§ **INSTRUCTIONS FOR THE TASK**:
Every line in the listing below that holds the word "kickstart" should be returned.

§ **ENTRIES PROVIDED**:
PR #417, opened 2020-11-25
Pull in libvirt domain TOCTOU fix

martinpitt:
Similarly to commit 2ba1875471f, this often breaks our tests with
non-trivial parallelism. Grab the fix from GitHub as a patch and
hot-apply it in the container.

### DIFF
--- a/containers/runner/Dockerfile
+++ b/containers/runner/Dockerfile
@@ -20,10 +20,13 @@ RUN dnf -y update && \
     openssh-clients && \
     dnf -y clean all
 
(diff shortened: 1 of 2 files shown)


martinpitt:
I locally built a container with this patch on my ghtest-pitti* instances, and am now [running tests](https://github.com/martinpitt/kickstart-tests/actions/runs/382599422) on it. Previous ones still had a few "failed to run virt-install" failures, which are annoying.

jkonecny12 (approved):
Great work in catching all these TOCTOU issues. One of the hardest to find in general!

PR #418, opened 2020-11-25
Mark currently failing tests as knownfailures

martinpitt:
Let's do a clean break and mark the currently failing tests as such. Then our daily runs should ordinarily succeed, and any failure will point out an actual regression. This PR covers the tests which fail *both* on the old cobra02 infra and the containers/runner based infra.

The only remaining exception is `network-noipv4-pre`, which succeeds on cobra02 and fails *only* in the container. I am still investigating this, but will handle it as part of PR#412 or separately.

### DIFF
--- a/lvm-cache-1.sh
+++ b/lvm-cache-1.sh
@@ -17,7 +17,8 @@
 #
 # Red Hat Author(s): Chris Lumens <clumens@redhat.com>
 
-TESTTYPE="lvm storage"
+# blivet crashes with BlockDev.LVMError: https://bugzilla.redhat.com/show_bug.cgi?id=1886767
+TESTTYPE="lvm storage knownfailure"
 
 . ${KSTESTDIR}/functions.sh
 
--- a/lvm-cache-2.sh
+++ b/lvm-cache-2.sh
@@ -17,7 +17,8 @@
 #
 # Red Hat Author(s): Chris Lumens <clumens@redhat.com>
 
-TESTTYPE="lvm storage"
+# blivet crashes with BlockDev.LVMError: https://bugzilla.redhat.com/show_bug.cgi?id=1886767
+TESTTYPE="lvm storage knownfailure"
 
 . ${KSTESTDIR}/functions.sh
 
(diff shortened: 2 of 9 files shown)


martinpitt:
@poncovka : After this lands, I feel it'd be time for another "fix kickstart tests" day. This time, PRs will be self-validating thanks to running the affected tests in Travis :wink:

lvm-cache-1.sh
```diff
@@ -17,7 +17,8 @@
 #
 # Red Hat Author(s): Chris Lumens <clumens@redhat.com>
 
-TESTTYPE="lvm storage"
+# FIXME: Anaconda crashes with BlockDev.LVMError
```
poncovka, line 20: Could you please add a link to https://bugzilla.redhat.com/show_bug.cgi?id=1886767?

lvm-cache-2.sh
```diff
@@ -17,7 +17,8 @@
 #
 # Red Hat Author(s): Chris Lumens <clumens@redhat.com>
 
-TESTTYPE="lvm storage"
+# FIXME: Anaconda crashes with BlockDev.LVMError
```
poncovka, line 20: Could you please add a link to https://bugzilla.redhat.com/show_bug.cgi?id=1886767? It is the same bug as above.

poncovka (commented):
Otherwise, it looks good to me. Thank!

lvm-cache-1.sh
martinpitt: Nice that it's already supported! I adjusted the comment and commit message accordingly.

lvm-cache-2.sh
martinpitt: Dito.

martinpitt:
@poncovka : Updated, thanks! PTAL?

poncovka (approved):
Thanks!

martinpitt:
Bah, this now  had a conflict on scripts/run_travis.sh from #416 -- rebased. @poncovka , can I please ask for your re-approval?

jkonecny12 (approved):
LGTM!

poncovka (approved):

rvykydal (approved):
Looks good to me.

PR #419, opened 2020-11-25
Expose runner container's libvirt and VNC

martinpitt:
Start the user libvirt instance manually with `--listen`, so that it
listens to the TCP port. Disable TLS mode, as that requires setting up a
CA/certs; and all of this happens locally only anyway, so we don't need
authentication really.

Show a libvirt connection string to the user, so that it's easy to
control the container's libvirt on the host with `virsh -c`, or connect
to the running VMs with `virt-viewer -c` and visually follow the test
progress.

For now this only fully works with with system podman instances as they
use proper bridges.

For user podman instances we expose the port to the host, so that you
can find it in "podman ps". But this only works for controlling libvirt
itself, not for VNC.

But running as system instance is nicer anyway due to being able to use
the squid proxy, so that's not a priority for now.

### DIFF
--- a/containers/runner/launch
+++ b/containers/runner/launch
@@ -108,8 +108,10 @@ elif [ ${TEST_JOBS} -gt 4 ]; then
 fi
 
 # Run container against the local repository, to test changes easily
+# Expose the container's libvirt to the host; check "podman ps" for the port, and use e.g.:
+# virsh -c qemu+tcp://localhost:<port>/session list
 set -x
-$CRUN run -it --rm --device=/dev/kvm \
+$CRUN run -it --rm --device=/dev/kvm --publish 127.0.0.1::16509 \
     --env KSTESTS_TEST="$KSTESTS_TEST" --env TESTTYPE="${TESTTYPE:-}" --env SKIP_TESTTYPES="${SKIP_TESTTYPES:-}" \
     --env TEST_JOBS="$TEST_JOBS" ${UPDATES_IMG_ARGS:-} ${CONTAINER_RUN_ARGS:-} \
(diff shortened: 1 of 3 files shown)


jkonecny12:
This sounds great. However, why we need bridge, wouldn't it be easier just finding a port and publishing the port from the container? The IP then would always be the same.

martinpitt:
What I can do is this:
```patch
-$CRUN run -it --rm --device=/dev/kvm \
+$CRUN run -it --rm --device=/dev/kvm --publish 127.0.0.1::16509 \
```
Then `podman ps` shows a redirection to a random free port, which we can parse (through a better API than the CLI, of course):
```
a27a41773805  quay.io/rhinstaller/kstest-runner:latest          /kickstart-tests/...  2 minutes ago  Up 2 minutes ago             127.0.0.1:33515->16509/tcp  gifted_yalow
```
Then this works:
```
 Id   Name                                                      State
-------------------------------------------------------------------------
 1    kstest-container_(5bea19d3-9b52-40d3-b735-73261a7ddde5)   running
```

But virt-viewer doesn't work: "Unable to connect to the graphic server localhost:5900", as  that port only exists in the container. Need to see how I can convince libvirt to "tunnel" VNC through the libvirt port.

martinpitt:
Moving to draft for now, as this breaks user containers: They don't have an "eth0".

jkonecny12:
> Moving to draft for now, as this breaks user containers: They don't have an "eth0".

Oh, that's bad. Wish you good luck with finding solution here.

martinpitt:
@jkonecny12 : I fixed this up to not break user containers -- it just doesn't show the new message then. I added port forwarding to the host now, but as it's not very useful I didn't spend much time on making this "pretty". I'm happy to do that once we find a way to tell virt-viewer to "tunnel" VNC through libvirt instead of trying to connect directly.

jkonecny12 (approved):
Thanks a lot for this!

§ **RESPONSE TO THE EXERCISE**:
I locally built a container with this patch on my ghtest-pitti* instances, and am now [running tests](https://github.com/martinpitt/kickstart-tests/actions/runs/382599422) on it. Previous ones still had a few "failed to run virt-install" failures, which are annoying.
@poncovka : After this lands, I feel it'd be time for another "fix kickstart tests" day. This time, PRs will be self-validating thanks to running the affected tests in Travis :wink:
a27a41773805  quay.io/rhinstaller/kstest-runner:latest          /kickstart-tests/...  2 minutes ago  Up 2 minutes ago             127.0.0.1:33515->16509/tcp  gifted_yalow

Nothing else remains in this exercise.